We discussed the experience of one Spanish secondary school student of English.

Some of the points which we will be looking at again are:

The role of non-native speaker teachers.
The language of the classroom - the target language or the students' native language.
The role of grammar and how best to teach it.
The function of practice. How useful, for example, are gap-filling tasks?
How to teach vocabulary.
Focus on the spoken language.
Summary & Notes 2
The Grammar-Translation Method has survived for 150 or more years despite its defects. Course-books published
today often use its deductive approach (rule, examples, exercises). The basic criticism of the method is that it does not
correspond to the way that we think human beings acquire language. However, an updated version of the method is
perhaps not an irrational response to situations in which teachers with an inadequate command of the target language
struggle with large classes of unmotivated students.
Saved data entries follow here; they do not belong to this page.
PR #395, opened 2025-06-05
Redirect user based on local storage instead of user settings

MarkRedeman:
## 📝 Description

Previously we used the user's global settings to determine which organization we wanted to redirect to. This has the disadvantage that we need to wait for loading these settings until we can show the "critical path" of the UI (e.g. the annotator, or project page).
As an alternative this PR uses localstorage to instead store the selected organization. This makes loading the page faster as we don't need to wait for this query to load.

In a follow up PR I'd like to move this redirect logic from the `useEffect` inside of `useSelectedOrganization` into a redirect route inside of our `app-routes` file. This redirect should then only be rendered when the user navigates to say https://geti.dev instead of https://geti.dev/organizations/859a4dc7-a055-47a1-8312-edc7c6b1968c.
Making this follow up change should fix a bug where a user may have more than 1 organization, tries to open a specific url but is redirected because the last time they used geti was on their other organization.

## ✨ Type of Change

## 🧪 Testing Scenarios

- [x] ✅ Tested manually

## ✅ Checklist

### DIFF
--- a/web_ui/src/core/organizations/hook/use-selected-organization.hook.ts
+++ b/web_ui/src/core/organizations/hook/use-selected-organization.hook.ts
@@ -17,9 +17,6 @@ import { useNotification } from '../../../notification/notification.component';
 import { isActiveOrganization, isUserActivatedInOrg, isUserInvitedInOrg } from '../../../routes/organizations/util';
 import { LOCAL_STORAGE_KEYS } from '../../../shared/local-storage-keys';
 import { hasEqualId } from '../../../shared/utils';
-import { GENERAL_SETTINGS_KEYS } from '../../user-settings/dtos/user-settings.interface';
-import { useUserGlobalSettings } from '../../user-settings/hooks/use-global-settings.hook';
-import { getSettingsOfType } from '../../user-settings/utils';
 
 const removeLastForwardSlash = (text: string) => text.replace(/\/$/, '');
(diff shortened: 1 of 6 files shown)


dwesolow:
> In a follow up PR I'd like to move this redirect logic from the useEffect inside of useSelectedOrganization into a redirect route inside of our app-routes file.

https://jira.devtools.intel.com/browse/CVS-163754

web_ui/src/core/organizations/hook/use-selected-organization.hook.ts
```diff
@@ -111,10 +114,8 @@ export const useSelectedOrganization = () => {
                 return;
             }
 
-            userGlobalSettings.saveConfig({
-                ...userGlobalSettings.config,
-                [GENERAL_SETTINGS_KEYS.CHOSEN_ORGANIZATION]: { value: newOrganization.id },
```
dwesolow, line 116: `CHOSEN_ORGANIZATION` can be removed from `GENERAL_SETTINGS_KEYS`, right?

MarkRedeman: Yep removed

dwesolow (approved):

jpggvilaca (approved):

PR #399, opened 2025-06-05
feat: Move reshuffle option to be next to train from scratch

dwesolow:
## 📝 Description

`Reshuffle subsets` should be only available when train from scratch is enabled.

image

## ✨ Type of Change

- [ ] 🔒 **Security update**
- [ ] 🧪 **Tests**

## 🧪 Testing Scenarios

- [X] ✅ Tested manually

## ✅ Checklist

### DIFF
--- a/web_ui/src/pages/project-details/components/project-models/train-model-dialog/use-train-model-state.hook.ts
+++ b/web_ui/src/pages/project-details/components/project-models/train-model-dialog/use-train-model-state.hook.ts
@@ -104,6 +104,14 @@ export const useTrainModelState = () => {
         setSelectedModelTemplateId(getActiveModelTemplateId(models, algorithms, newTask.id));
     };
 
+    const handleTrainFromScratchChange = (newTrainFromScratch: boolean): void => {
+        setTrainFromScratch(newTrainFromScratch);
+
+        if (newTrainFromScratch === false) {
+            setIsReshufflingSubsetsEnabled(false);
+        }
+    };
+
     return {
         isBasicMode,
         openAdvancedSettingsMode,
@@ -120,6 +128,6 @@ export const useTrainModelState = () => {
         changeReshufflingSubsetsEnabled: setIsReshufflingSubsetsEnabled,
         configParameters,
         trainFromScratch,
-        changeTrainFromScratch: setTrainFromScratch,
+        changeTrainFromScratch: handleTrainFromScratchChange,
     } as const;
 };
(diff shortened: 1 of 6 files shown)


web_ui/src/pages/project-details/components/project-models/train-model-dialog/use-train-model-state.hook.ts
```diff
@@ -104,6 +104,14 @@ export const useTrainModelState = () => {
         setSelectedModelTemplateId(getActiveModelTemplateId(models, algorithms, newTask.id));
     };
 
+    const handleTrainFromScratchChange = (newTrainFromScratch: boolean): void => {
+        setTrainFromScratch(newTrainFromScratch);
+
+        if (newTrainFromScratch === false) {
```
jpggvilaca, line 110:
```suggestion
        setIsReshufflingSubsetsEnabled(newTrainFromScratch);
```

jpggvilaca (approved):
is there an unit test covering this case already?

dwesolow:
> is there an unit test covering this case already?

They will be implemented in https://jira.devtools.intel.com/browse/ITEP-32009

web_ui/src/pages/project-details/components/project-models/train-model-dialog/use-train-model-state.hook.ts
dwesolow: I want to update `isReshufflingSubsetEnabled` to `false` only when `trainFromScratch` is `false`. I don't want to enable it always when setting `trainFromScratch` to `true`.

jpggvilaca: But isnt this a checkbox? IF so we always want to update both state values, or maybe we dont even need this one can can use `trainFromScratch` directly?

dwesolow: No, we want to update both only when `trainFromScratch` is `false` because then reshuffling subsets feature does not make any impact. When `trainFromScratch` is `true` it does not mean that user wants to enable reshuffling subsets (BTW this feature with this logic already exists in the previous implementation of training flow).

jpggvilaca: Ah ic ic. Thanks!

camiloHimura (approved):

PR #431, opened 2025-06-11
Make query and mutation meta typesafe

MarkRedeman:
## 📝 Description

This adds a module declaration so that our query client becomes aware of the meta info we use when handling errors.

## ✨ Type of Change

## 🧪 Testing Scenarios

- [ ] ✅ Tested manually

## ✅ Checklist

### DIFF
--- a/web_ui/src/providers/query-client-provider/query-client-provider.component.tsx
+++ b/web_ui/src/providers/query-client-provider/query-client-provider.component.tsx
@@ -16,6 +16,19 @@ import { isAxiosError } from 'axios';
 import { NOTIFICATION_TYPE } from '../../notification/notification-toast/notification-type.enum';
 import { useNotification } from '../../notification/notification.component';
 
+declare module '@tanstack/react-query' {
+    interface Register {
+        queryMeta: {
+            notifyOnError?: boolean;
+            errorMessage?: string;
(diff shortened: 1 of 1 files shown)


jpggvilaca (approved):

web_ui/src/providers/query-client-provider/query-client-provider.component.tsx
```diff
@@ -16,6 +16,19 @@ import { isAxiosError } from 'axios';
 import { NOTIFICATION_TYPE } from '../../notification/notification-toast/notification-type.enum';
 import { useNotification } from '../../notification/notification.component';
 
+declare module '@tanstack/react-query' {
+    interface Register {
+        queryMeta: {
```
dwesolow, line 21: IIRC `meta` is not obligatory, should it be `queryMeta?: { ... }`?

MarkRedeman: This still makes it optional (there's a lot of other queries that don't use `meta`). If we make one of the fields here nonoptional then any query that uses a meta field is required to add those.
Since we're mostly aiming to use these as opt-in I figured it would be better to make them optional.

camiloHimura (approved):

PR #442, opened 2025-06-12
ITEP-32138 Use training configuration for subset splitting [PART 1]

dwesolow:
## 📝 Description

In this PR I use new `training_configuration` endpoint that returns parameters that can be configured for training.
This is the first part of many, will try to keep PRs as small as possible. For now we change the parameters locally, in one of the next PR I'll add a logic to update the server.

JIRA: ITEP-32138

## ✨ Type of Change

## 🧪 Testing Scenarios

- [X] ✅ Tested manually

## ✅ Checklist

### DIFF
--- a/web_ui/src/pages/project-details/components/project-models/train-model-dialog/advanced-settings/data-management/data-management.component.tsx
+++ b/web_ui/src/pages/project-details/components/project-models/train-model-dialog/advanced-settings/data-management/data-management.component.tsx
@@ -4,30 +4,35 @@
 import { FC } from 'react';
 
 import { View } from '@geti/ui';
+import { isEmpty } from 'lodash-es';
 
-import { ConfigurableParametersTaskChain } from '../../../../../../../core/configurable-parameters/services/configurable-parameters.interface';
+import { TrainingConfiguration } from '../../../../../../../core/configurable-parameters/services/configuration.interface';
 import { DataAugmentation } from './data-augmentation/data-augmentation.component';
 import { Filters } from './filters/filters.component';
 import { Tiling } from './tiling/tiling.component';
 import { TrainingSubsets } from './training-subsets/training-subsets.component';
 
 interface DataManagementProps {
-    configParameters: ConfigurableParametersTaskChain;
+    trainingConfiguration: TrainingConfiguration;
 }
 
-const getTilingParameters = (configParameters: ConfigurableParametersTaskChain) => {
-    return configParameters.components.find((component) => component.header === 'Tiling');
+const getTilingParameters = (_configParameters: TrainingConfiguration) => {
+    return undefined;
 };
 
-export const DataManagement: FC<DataManagementProps> = ({ configParameters }) => {
-    const tilingParameters = getTilingParameters(configParameters);
+export const DataManagement: FC<DataManagementProps> = ({
+    trainingConfiguration,
+}) => {
+    const tilingParameters = getTilingParameters(trainingConfiguration);
 
     return (
         <View>
             {/* Not supported in v1 of training flow revamp <BalanceLabelsDistribution /> */}
-            <TrainingSubsets />
+            <TrainingSubsets
+                subsetsConfiguration={trainingConfiguration.datasetPreparation.subsetSplit}
+            />
             {tilingParameters !== undefined && <Tiling tilingParameters={tilingParameters} />}
-            <DataAugmentation />
+            {!isEmpty(trainingConfiguration.datasetPreparation.augmentation) && <DataAugmentation />}
             <Filters />
             {/* Not supported in v1 of training flow revamp <RemovingDuplicates /> */}
         </View>
--- a/web_ui/src/pages/project-details/components/project-models/train-model-dialog/advanced-settings/data-management/data-management.component.tsx
+++ b/web_ui/src/pages/project-details/components/project-models/train-model-dialog/advanced-settings/data-management/data-management.component.tsx
@@ -14,6 +14,9 @@ import { TrainingSubsets } from './training-subsets/training-subsets.component';
 
 interface DataManagementProps {
     trainingConfiguration: TrainingConfiguration;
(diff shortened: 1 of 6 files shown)


web_ui/src/pages/project-details/components/project-models/train-model-dialog/advanced-settings/data-management/data-management.component.tsx
```diff
@@ -4,30 +4,37 @@
...
+    trainingConfiguration: TrainingConfiguration;
+    onUpdateTrainingConfiguration: (
+        updateFunction: (config: TrainingConfiguration | undefined) => TrainingConfiguration | undefined
+    ) => void;
 }
 
-const getTilingParameters = (configParameters: ConfigurableParametersTaskChain) => {
-    return configParameters.components.find((component) => component.header === 'Tiling');
+const getTilingParameters = (_configParameters: TrainingConfiguration) => {
+    return undefined;
```
dwesolow, line 23: Will be updated later once supported by backend

web_ui/src/pages/project-details/components/project-models/train-model-dialog/advanced-settings/data-management/training-subsets/training-subsets.component.tsx
```diff
@@ -121,26 +125,105 @@ const SubsetsDistribution: FC<SubsetsDistributionProps> = ({
...
+                [TRAINING_SUBSET_KEY]: trainingSubsetValue,
+                [VALIDATION_SUBSET_KEY]: validationSubsetValue,
+                [TEST_SUBSET_KEY]: testSubsetValue,
+            };
+
+            newConfig.datasetPreparation.subsetSplit = config.datasetPreparation.subsetSplit.map((parameter) => {
+                if (
+                    TRAINING_SUBSET_KEY === parameter.key ||
+                    VALIDATION_SUBSET_KEY === parameter.key ||
+                    TEST_SUBSET_KEY === parameter.key
```
dwesolow, line 188: The trick with `[...].includes(parameter.key)` didn't work here because ts didn't recognize that this key is part of `KEY_VALUE_MAP` and complained that `key` is type of `any`.

web_ui/src/pages/project-details/components/project-models/train-model-dialog/use-train-model-state.hook.ts
```diff
@@ -40,6 +43,33 @@ const getActiveModelTemplateId = (
...
+    projectIdentifier: ProjectIdentifier;
+    selectedTaskId: string;
+    selectedModelTemplateId: string | null;
+}) => {
+    const { data } = useTrainingConfigurationQuery(projectIdentifier, {
+        modelManifestId: selectedModelTemplateId,
+        taskId: selectedTaskId,
+    });
+
+    const [trainingConfiguration, setTrainingConfiguration] = useState<TrainingConfiguration | undefined>(data);
```
dwesolow, line 61: The reason for this local state is that we want to update the parameters locally first and update them on the server only when user starts a training.

jpggvilaca (dismissed):

web_ui/src/pages/project-details/components/project-models/train-model-dialog/use-train-model-state.hook.ts
```diff
@@ -40,6 +43,33 @@ const getActiveModelTemplateId = (
...
+
+    useEffect(() => {
```
jpggvilaca, line 63: why do we need this useEffect? if we're exposing the setState callback then the consumer will be responsible for updating this. If the consumer is not doing anything, then we need to expose it?

dwesolow: `trainingConfiguration` is a local state that is used for updating config parameters and it will be used (after some transformation) as a payload while sending a training request.
The need for `useEffect` is that when `useQuery` subscribes and sends request, `data` is `undefined` and once query is finished then `data` gets the real data and is no longer `undefined`. That's why I cannot just do `useState(data)` because it would never be value other than `undefined`.

web_ui/src/pages/project-details/components/project-models/train-model-dialog/advanced-settings/data-management/training-subsets/training-subsets.component.tsx
pplaskie: What about creating enum with this values 137-139?

dwesolow: What would be benefit of such change?

web_ui/src/pages/project-details/components/project-models/train-model-dialog/use-train-model-state.hook.ts
jpggvilaca: Could we not then use the query's `onSuccess`?

dwesolow: `onSuccess` was removed in react query v5 (only available in mutations) 😋

jpggvilaca: ah you're right! completely forgot :D ty

jpggvilaca (approved):

web_ui/src/pages/project-details/components/project-models/train-model-dialog/advanced-settings/data-management/training-subsets/training-subsets.component.tsx
pplaskie: It feels nicer and then you will be able to use include but with  (parameter.key as <enumName>) instead of this tree lines

pplaskie (approved):

PR #452, opened 2025-06-13
ITEP-66305 - Smart tools package [Part 3]

jpggvilaca:
## 📝 Description

* Add RITM tool to smart-tools package (Move RITM class and onnx files)
* Update interfaces and consumers

## ✨ Type of Change

- [ ] 🔒 **Security update**
- [ ] 🧪 **Tests**

## 🧪 Testing Scenarios

- [x] ✅ Tested manually

## ✅ Checklist


web_ui/packages/smart-tools/src/ritm/ritm.ts
```diff
@@ -0,0 +1,339 @@
...
+import { sessionParams } from '../utils/wasm-utils';
+import { MainModelResponse, Models, RITMContour, RITMPoint, TEMPLATE_SIZE } from './interfaces';
+
+export class RITM {
+    private CV: OpenCVTypes.cv;
+    models: Models | undefined;
+    image: OpenCVTypes.Mat | undefined;
+    mask: OpenCVTypes.Mat | undefined;
+
+    static async loadRITM(cvInstance: OpenCVTypes.cv, imageData: ImageData) {
```
jpggvilaca: added this static method so we can load everything necessary for the algorithm to run without explicitly calling it like before. The consumer shouldnt care how/when things are run. The reason for it being static is because we cant run async code inside a constructor.

web_ui/packages/smart-tools/src/ritm/ritm.ts
```diff
@@ -0,0 +1,346 @@
...
+import * as ort from 'onnxruntime-web';
+import type OpenCVTypes from 'OpenCVTypes';
+
+import { Point, RegionOfInterest, Shape, ShapeType } from '../shared/interfaces';
+import { approximateShape, concatFloat32Arrays, isPolygonValid, loadSource, stackPlanes } from '../utils/utils';
+import { sessionParams } from '../utils/wasm-utils';
+import { MainModelResponse, Models, RITMContour, RITMPoint, TEMPLATE_SIZE } from './interfaces';
+
+export class RITM {
+    private CV: OpenCVTypes.cv;
```
jpggvilaca, line 15: copy paste of RITM class (only added opencv on this line and the method below on line 20)

web_ui/packages/smart-tools/src/utils/utils.ts
```diff
@@ -36,3 +36,71 @@ export const approximateShape = (CV: OpenCVTypes.cv, contour: OpenCVTypes.Mat, i
 
     return newContour;
 };
+
+export const concatFloat32Arrays = (arrays: Float32Array[]) => {
```
dwesolow, line 40: Idea: if the util is only used by tool X, I think it would be better to move it to `X/utils.ts` file so keep them separate. I'd be easier to maintain/refactor later just in case.

web_ui/src/pages/annotator/hooks/use-interactive-segmentation.hook.ts
```diff
@@ -30,48 +29,35 @@ export const useInteractiveSegmentation = ({
...
             }
+
+            setIsDrawing(false);
         };
-    }, [worker]);
 
-    useEffect(() => {
-        return () => setIsDrawing(false);
-    }, [setIsDrawing]);
+        // eslint-disable-next-line react-hooks/exhaustive-deps
```
dwesolow: Is the reason to add this comment only `setIsDrawing`? If yes we can safely add it as dependency because it has stable reference throughout the whole lifecycle.

web_ui/packages/smart-tools/src/ritm/ritm.ts
dwesolow: If this is the only way to create and use rtim it would be useful to make constructor private so consumer would not be allowed to do `new RITM(imageData)` (which might save some time for them while debugging 😄 )

web_ui/packages/smart-tools/src/utils/utils.ts
jpggvilaca: Absolutely. But for now you only see it being used once because we only have 1 tool. After all of them we'll do this bookeeping, or else i will move things back and forth

web_ui/packages/smart-tools/src/ritm/ritm.ts
jpggvilaca: Indeed, we can! Ill update it

web_ui/src/pages/annotator/hooks/use-interactive-segmentation.hook.ts
jpggvilaca: indeed but i'd rather be very explicit that i dont want any dependencies here. No strong opinion though

dwesolow: I just don't like adding this comment because it might get out of control (e.g. adding dependency which should call `useEffect` but actually it would not, aka hard to debug bug)

web_ui/packages/smart-tools/src/utils/utils.ts
dwesolow: TBH I didn't check the usage, just an idea ;)

jpggvilaca: i know :D hence my comment. I agree and did think about it. Just not now to avoid double work

web_ui/src/pages/annotator/hooks/use-interactive-segmentation.hook.ts
jpggvilaca: I still prefer the comment, but i reverted since it's also not related with my PR

web_ui/packages/smart-tools/src/ritm/ritm.ts
jpggvilaca: Updated

web_ui/src/webworkers/ritm.worker.ts
```diff
@@ -1,372 +1,38 @@
...
 // LIMITED EDGE SOFTWARE DISTRIBUTION LICENSE
 
-// Dependencies get bundled into the worker
-
-import { OpenCVLoader } from '@geti/smart-tools';
-import { expose } from 'comlink';
-import ndarray from 'ndarray';
-import ops from 'ndarray-ops';
-import * as ort from 'onnxruntime-web';
+import { OpenCVLoader, RITM } from '@geti/smart-tools';
```
dwesolow, line 4: when do u plan adding `@geti/smat-tools/{tool-name}` imports?

jpggvilaca: Not sure. But probably only after im done with all of them.

dwesolow (dismissed):

web_ui/src/pages/annotator/hooks/use-interactive-segmentation.hook.ts
```diff
@@ -103,22 +87,10 @@ export const useInteractiveSegmentation = ({
         wsInstance?.current?.reset();
     };
 
-    const loadImage = (imageData: ImageData) => {
```
MarkRedeman: Can you clarify why this was removed?

web_ui/src/pages/annotator/tools/ritm-tool/ritm-tool.component.tsx
```diff
@@ -142,7 +134,7 @@ export const RITMTool = ({ annotationToolContext }: ToolAnnotationContextProps):
         const newPoint = { x, y, positive };
         const points = result ? [...result.points, newPoint] : [newPoint];
 
-        execute(clampBox(currentBox, ROI), points, outputShape);
+        execute(image, clampBox(currentBox, ROI), points, outputShape);
```
MarkRedeman: Wouldn't this load the same image every time we execute RITM? I feel like this is something we should avoid.

jpggvilaca: It will, nice catch : ) . I reverted all refactors to keep them separate from this PR. Interface and loadImage restored. Please check the latest commit

web_ui/src/pages/annotator/hooks/use-interactive-segmentation.hook.ts
jpggvilaca: Replied below on the other comment. Changes reverted

dwesolow (approved):

web_ui/packages/smart-tools/src/utils/utils.ts
```diff
@@ -36,3 +36,71 @@ export const approximateShape = (CV: OpenCVTypes.cv, contour: OpenCVTypes.Mat, i
...
+        });
+
+        return concatFloat32Arrays(stackedPlanes.map((m) => m.data32F));
+    } finally {
+        stackedPlanes.map((p) => p.delete());
+        matPlanes?.delete();
+    }
+};
+
+export const isPolygonValid = (polygon: Polygon | null): boolean => {
```
camiloHimura, line 90: In our current implementation, Smart Tools and the Polygon tool share the same utility. This new implementation, however, is specific to Smart Tools and uses different code. Would it be possible to consolidate and just keep one utility?

jpggvilaca: The reason for this is that the original `isPolygonValid` uses `clipper-js`. I did not want to couple the 3rd party lib to our package. The second reason was that im moving 1 tool at a time. Perhaps once we move them all we will also move `clipper-js`, but im not sure. What do you guys think?

camiloHimura: Got it, it’s not a blocker right now; I just wanted to understand the reasoning behind it. But since you already have a utility that doesn’t require Clipper, I’d vote to use this one for all cases, including the Polygon tool.

camiloHimura (approved):

web_ui/packages/smart-tools/src/utils/utils.ts
MarkRedeman: I'd prefer to keep the old version. This new version doesn't really seem correct to me.
For long term I think we should replace the clipper implementation by opencv.

web_ui/packages/smart-tools/src/utils/utils.ts
```diff
@@ -36,3 +36,71 @@ export const approximateShape = (CV: OpenCVTypes.cv, contour: OpenCVTypes.Mat, i
...
+
+    const points = polygon.points;
+    if (points.length < 3) return false;
+
+    let area = 0;
+    for (let i = 0, j = points.length - 1; i < points.length; j = i++) {
+        area += (points[j].x + points[i].x) * (points[j].y - points[i].y);
+    }
+
+    area = Math.abs(area / 2);
```
MarkRedeman, line 103: This looks wrong to me: we aren't subtracting overlapping areas here, so you could draw a very thin angled rectangle that would have a small area but this function would return a very large area.
I'd prefer if we keep the old implementation.

web_ui/packages/smart-tools/src/utils/utils.ts
jpggvilaca: That is also fine. I'll just need to copy all necessary utils and add clipper-js as a dependency (at least temporarily)

jpggvilaca:
Too many changes made on the side. Will start from scratch on another PR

Whether any of those students will learn to function effectively in
the target language is doubtful.
Summary & Notes 3.
In this lesson, I summarised and demonstrated the Direct Method and the Audiolingual Method. Both have their
merits. Both methods emphasized the spoken language. The idea underlying the Direct Method that learning a foreign
language is similar to learning a first language is partially true. And the idea that language production must become
automatised is an important insight. But neither method even began to address the complexity of what is involved in
second language learning.
You need to think about what the three methods we have discussed so far have in common and how they differ.
Summary & Notes 4.
Today's topic was the development of English language teaching over the last fifty years. The most important changes
derive from Chomsky's theory of first language acquisition and subsequent research into second language acquisition,
and the concept of communicative competence. The current theoretical view is that languages are learned through
doing tasks involving communication, supplemented by a focus on developing the language required to perform these
tasks.
This current position is remote from current practice in the majority of foreign language classrooms such as those in
Spain. It provides, however, theoretical support for immersion programmes and CLIL.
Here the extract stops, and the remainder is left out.